§ **TASK**: Please filter the entries for the word "goroutine" and copy every line that has it.
═════ DATASET EXTRACT
Issue #135, opened 2023-06-22
List of workers can give wrong result


jirihnidek:
**Describe the bug**
List of workers can be incomplete or it can contain workers that are not active anymore

**To Reproduce**
1. Start yggdrasil on Terminal 1: `go run ./cmd/yggd --server tcp://localhost:1883 --log-level trace --client-id $(hostname)`
2. Start echo worker on Terminal 2: `go run ./worker/echo -log-level trace`
3. Try to get list of workers on Terminal 3 using: `go run ./cmd/yggctl workers list` or `busctl --user call com.redhat.Yggdrasil1 /com/redhat/Yggdrasil1 com.redhat.Yggdrasil1 ListWorkers`

**Current result**
List of workers is empty. The worker gets into the list of workers only after receiving the first message from MQTT.

**Expected behavior**
List of running workers.

Something like this in the case of `yggctl`:
```
echo - DispatchedAt:
echo - Version: 1
```

Something like this in the case of `busctl` (or any other D-Bus app):
```
a{sa{ss}} 1 "echo" 2 "Version" "1" "DispatchedAt" ""
```

**Additional Information**
 - OS: Fedora 38
 - Version: main branch

When worker has been stopped, then you can still see worker in the list of active workers despite MQTT message for the worker has been received and yggdrasil wasn't able to dispatch data from the MQTT message.

jirihnidek:
Started discussion that is related to this issue: https://github.com/RedHatInsights/yggdrasil/discussions/169

subpop:
Each worker is expected to own a name on the bus under the namespace `com.redhat.Yggdrasil1.Worker1` (i.e. `com.redhat.Yggdrasil1.Worker1.echo`). When asked for a list of workers, `yggd` should enumerate all names on the bus, filter for names that begin with the namespace value above, and return the results.

PR #252, opened 2024-08-22
Collect workers immediately

subpop:
The current implementation of `yggd` could be described as "lazy discovery of workers"; a worker is only discovered when a message arrives destined for it and the message is routed. If and only if `yggd` is able to successfully deliver a message to a worker, is it then added to the dispatchers table, triggering a publish of an updated "connection-status" message. This lazy-loading causes `yggctl` to output incorrect worker status under certain conditions. If `yggctl workers list` is run immediately after starting `yggd`, the list will be empty.

This PR changes the procedure `yggd` uses to detect and collect workers. After connecting to the bus (in the `(Dispatcher).Connect` method), a goroutine is run that scans the list of names on the bus, collecting any that begin with "com.redhat.Yggdrasil1.Worker1". After the workers are found, a "connection-status" message is published.

Additionally, a MatchSignal is added that watches for name ownership change (specifically the `org.freedesktop.DBus.NameOwnerChanged` signal) within the "com.redhat.Yggdrasil1.Worker1" namespace. If name ownership changes occur, the features are deleted or updated, causing a new "connection-status" message to publish.

I also discovered a related bug in the table and text output formats. If a worker had an empty "features" map, the "text" and "table" would erroneously omit those workers from the output because output was based on a for-loop over the features map. I chose to drop the "text" output format entirely, since it's functionally identical to "table". I also reformatted how the features map is included in the table output.

#### Old

```
WORKER  FIELD         VALUE
echo    DispatchedAt
echo    Version       1
```

#### New

```
WORKER  FEATURES
echo    {"DispatchedAt":"","Version":"1"}
```

Fixes: #135
Card ID: CCT-115

### DIFF
--- a/internal/work/dispatcher.go
+++ b/internal/work/dispatcher.go
@@ -130,9 +130,8 @@ func (d *Dispatcher) Connect() error {
 			case "org.freedesktop.DBus.Properties.PropertiesChanged":
 				changedProperties, ok := s.Body[1].(map[string]dbus.Variant)
 				if !ok {
-					log.Errorf(
-						"cannot convert body element 1 (changed_properties) to map[string]dbus.Variant: %v",
-						err,
+					log.Error(
+						"cannot convert body element 1 (changed_properties) to map[string]dbus.Variant",
 					)
 					continue
 				}
--- a/internal/work/dispatcher.go
+++ b/internal/work/dispatcher.go
@@ -113,6 +113,19 @@ func (d *Dispatcher) Connect() error {
 		)
 	}
 
+	err = d.conn.AddMatchSignal(
+		dbus.WithMatchObjectPath("/org/freedesktop/DBus"),
+		dbus.WithMatchInterface("org.freedesktop.DBus"),
+		dbus.WithMatchMember("NameOwnerChanged"),
+		dbus.WithMatchArg0Namespace("com.redhat.Yggdrasil1.Worker1"),
+	)
+	if err != nil {
+		return fmt.Errorf(
+			"cannot add signal match on org.freedesktop.DBus.NameOwnerChanged: %v",
+			err,
+		)
+	}
+
 	// start goroutine that receives values on the signals channel and handles
 	// them appropriately.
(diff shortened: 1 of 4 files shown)


internal/work/dispatcher.go
```diff
@@ -179,8 +186,89 @@ func (d *Dispatcher) Connect() error {
 						log.Errorf("cannot add journal entry: %v", err)
 					}
 				}()
+			case "org.freedesktop.DBus.NameOwnerChanged":
+				name, ok := s.Body[0].(string)
+				if !ok {
+					log.Errorf("cannot convert body element 0 (name) to string")
```
DuckBoss, line 192: These should be `log.Error` instead of `log.Errorf` similar to this commit e4811b7

internal/work/dispatcher.go
```diff
@@ -179,8 +186,89 @@ func (d *Dispatcher) Connect() error {
...
+					continue
+				}
+				oldOwner, ok := s.Body[1].(string)
+				if !ok {
+					log.Errorf("cannot convert body element 1 (old_owner) to string")
```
══════════
§ **TASK RESULT**:
This PR changes the procedure `yggd` uses to detect and collect workers. After connecting to the bus (in the `(Dispatcher).Connect` method), a goroutine is run that scans the list of names on the bus, collecting any that begin with "com.redhat.Yggdrasil1.Worker1". After the workers are found, a "connection-status" message is published.
 	// start goroutine that receives values on the signals channel and handles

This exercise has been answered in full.